• _About this task_
Pick out each line of the records that includes the string "other", and copy it.

Collected data entries
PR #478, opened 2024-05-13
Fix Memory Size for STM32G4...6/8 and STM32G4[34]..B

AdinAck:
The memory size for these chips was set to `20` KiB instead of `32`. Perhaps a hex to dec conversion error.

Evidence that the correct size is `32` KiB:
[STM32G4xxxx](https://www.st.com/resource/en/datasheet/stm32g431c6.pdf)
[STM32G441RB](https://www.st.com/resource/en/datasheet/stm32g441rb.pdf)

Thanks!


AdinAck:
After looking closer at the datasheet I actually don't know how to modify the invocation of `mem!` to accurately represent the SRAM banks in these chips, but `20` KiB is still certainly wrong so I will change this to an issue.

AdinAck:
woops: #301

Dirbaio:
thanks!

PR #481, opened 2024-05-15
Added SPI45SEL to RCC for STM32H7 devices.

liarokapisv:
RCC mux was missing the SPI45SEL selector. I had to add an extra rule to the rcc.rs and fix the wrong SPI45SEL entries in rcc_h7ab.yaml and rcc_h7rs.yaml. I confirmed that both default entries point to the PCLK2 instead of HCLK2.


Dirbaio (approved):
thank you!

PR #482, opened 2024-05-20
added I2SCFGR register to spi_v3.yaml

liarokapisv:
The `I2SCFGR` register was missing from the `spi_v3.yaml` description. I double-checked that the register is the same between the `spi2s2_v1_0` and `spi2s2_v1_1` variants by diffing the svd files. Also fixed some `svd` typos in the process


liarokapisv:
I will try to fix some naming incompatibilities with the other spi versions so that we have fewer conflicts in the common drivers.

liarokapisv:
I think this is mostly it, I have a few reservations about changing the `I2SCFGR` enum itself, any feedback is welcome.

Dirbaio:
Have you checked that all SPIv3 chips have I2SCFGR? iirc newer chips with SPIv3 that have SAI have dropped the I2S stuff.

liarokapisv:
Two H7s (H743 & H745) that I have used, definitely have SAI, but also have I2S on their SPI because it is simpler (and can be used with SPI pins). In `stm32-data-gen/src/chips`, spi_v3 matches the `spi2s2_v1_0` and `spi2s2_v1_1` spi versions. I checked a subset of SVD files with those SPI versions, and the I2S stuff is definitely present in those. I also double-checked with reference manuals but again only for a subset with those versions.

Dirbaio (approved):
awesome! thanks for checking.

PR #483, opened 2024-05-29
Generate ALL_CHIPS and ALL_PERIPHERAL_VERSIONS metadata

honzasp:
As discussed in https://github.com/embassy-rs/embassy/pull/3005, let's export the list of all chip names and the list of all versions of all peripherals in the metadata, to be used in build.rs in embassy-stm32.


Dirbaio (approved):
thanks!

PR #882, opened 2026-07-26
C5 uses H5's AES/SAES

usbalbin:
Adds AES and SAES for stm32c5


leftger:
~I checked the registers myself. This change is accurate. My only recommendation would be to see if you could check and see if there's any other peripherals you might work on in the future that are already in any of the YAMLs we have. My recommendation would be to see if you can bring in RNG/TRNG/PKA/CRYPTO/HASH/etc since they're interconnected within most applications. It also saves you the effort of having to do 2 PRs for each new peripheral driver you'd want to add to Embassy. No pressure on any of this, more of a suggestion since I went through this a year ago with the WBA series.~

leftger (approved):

* * *

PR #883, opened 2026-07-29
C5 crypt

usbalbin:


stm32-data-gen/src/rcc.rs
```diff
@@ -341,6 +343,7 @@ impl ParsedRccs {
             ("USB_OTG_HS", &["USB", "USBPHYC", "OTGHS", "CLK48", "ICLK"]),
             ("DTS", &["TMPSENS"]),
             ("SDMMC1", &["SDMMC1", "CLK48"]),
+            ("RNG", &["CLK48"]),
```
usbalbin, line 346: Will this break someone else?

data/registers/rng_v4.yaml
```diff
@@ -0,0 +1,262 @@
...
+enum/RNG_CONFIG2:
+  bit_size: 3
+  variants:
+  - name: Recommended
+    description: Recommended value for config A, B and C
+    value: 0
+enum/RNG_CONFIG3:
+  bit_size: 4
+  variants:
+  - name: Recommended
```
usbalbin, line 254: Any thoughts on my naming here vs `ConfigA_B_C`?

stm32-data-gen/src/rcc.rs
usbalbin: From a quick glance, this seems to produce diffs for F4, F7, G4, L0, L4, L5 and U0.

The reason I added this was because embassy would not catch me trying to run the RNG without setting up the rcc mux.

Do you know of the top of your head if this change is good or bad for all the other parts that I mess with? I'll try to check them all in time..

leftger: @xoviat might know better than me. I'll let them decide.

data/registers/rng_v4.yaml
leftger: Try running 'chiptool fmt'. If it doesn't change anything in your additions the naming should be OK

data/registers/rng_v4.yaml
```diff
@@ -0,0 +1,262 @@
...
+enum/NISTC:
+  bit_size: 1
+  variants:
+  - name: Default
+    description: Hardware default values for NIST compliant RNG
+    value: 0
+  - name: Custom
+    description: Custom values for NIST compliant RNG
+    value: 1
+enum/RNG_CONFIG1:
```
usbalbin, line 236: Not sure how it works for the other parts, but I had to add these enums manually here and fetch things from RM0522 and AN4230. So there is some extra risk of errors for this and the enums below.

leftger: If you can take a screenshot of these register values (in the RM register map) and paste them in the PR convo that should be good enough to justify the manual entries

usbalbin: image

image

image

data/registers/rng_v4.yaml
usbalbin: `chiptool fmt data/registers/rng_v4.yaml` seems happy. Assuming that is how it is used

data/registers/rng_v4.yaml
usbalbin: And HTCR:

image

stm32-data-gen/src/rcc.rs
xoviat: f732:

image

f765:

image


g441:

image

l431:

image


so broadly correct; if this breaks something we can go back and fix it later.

• _Answer to the exercise_
I will try to fix some naming incompatibilities with the other spi versions so that we have fewer conflicts in the common drivers.
~I checked the registers myself. This change is accurate. My only recommendation would be to see if you could check and see if there's any other peripherals you might work on in the future that are already in any of the YAMLs we have. My recommendation would be to see if you can bring in RNG/TRNG/PKA/CRYPTO/HASH/etc since they're interconnected within most applications. It also saves you the effort of having to do 2 PRs for each new peripheral driver you'd want to add to Embassy. No pressure on any of this, more of a suggestion since I went through this a year ago with the WBA series.~
Do you know of the top of your head if this change is good or bad for all the other parts that I mess with? I'll try to check them all in time..
usbalbin, line 236: Not sure how it works for the other parts, but I had to add these enums manually here and fetch things from RM0522 and AN4230. So there is some extra risk of errors for this and the enums below.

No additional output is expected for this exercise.